• Records to process
*** Block opens ***

PR #18016, opened 2025-02-24
Automatically close weekly ci issue if weekly ci succeeds

Brezak:
# Objective

It's not always obvious when the issue created by the weekly CI run is safe to close.

## Solution

Automatically close it when a weekly CI run succeeds so it doesn't get forgotten.

## Testing

Hope.

### DIFF
--- a/.github/workflows/weekly.yml
+++ b/.github/workflows/weekly.yml
@@ -12,6 +12,7 @@ env:
   CARGO_INCREMENTAL: 0
   CARGO_PROFILE_TEST_DEBUG: 0
   CARGO_PROFILE_DEV_DEBUG: 0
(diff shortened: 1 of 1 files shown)


alice-i-cecile (approved):
I think it might make sense to merge this logic into the `open-issue` workflow below and just branch inside of it, but I like this well enough as is.

BD103 (changes requested):
Hi! Glad to see you back in action (though maybe you have been for a while, I haven't been reviewing too many PRs recently).

I definitely like this PR, I just caught one issue with the `$TITLE` variable!

BD103 (approved):
LGTM :)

*** Block closes ***

• Exercise directions
Taking the line with "# Objective" as the start and the last line of the data above as the end, write out those two lines and every line between them exactly, and only those.

• Result
# Objective

It's not always obvious when the issue created by the weekly CI run is safe to close.

## Solution

Automatically close it when a weekly CI run succeeds so it doesn't get forgotten.

## Testing

Hope.

### DIFF
--- a/.github/workflows/weekly.yml
+++ b/.github/workflows/weekly.yml
@@ -12,6 +12,7 @@ env:
   CARGO_INCREMENTAL: 0
   CARGO_PROFILE_TEST_DEBUG: 0
   CARGO_PROFILE_DEV_DEBUG: 0
(diff shortened: 1 of 1 files shown)


alice-i-cecile (approved):
I think it might make sense to merge this logic into the `open-issue` workflow below and just branch inside of it, but I like this well enough as is.

BD103 (changes requested):
Hi! Glad to see you back in action (though maybe you have been for a while, I haven't been reviewing too many PRs recently).

I definitely like this PR, I just caught one issue with the `$TITLE` variable!

BD103 (approved):
LGTM :)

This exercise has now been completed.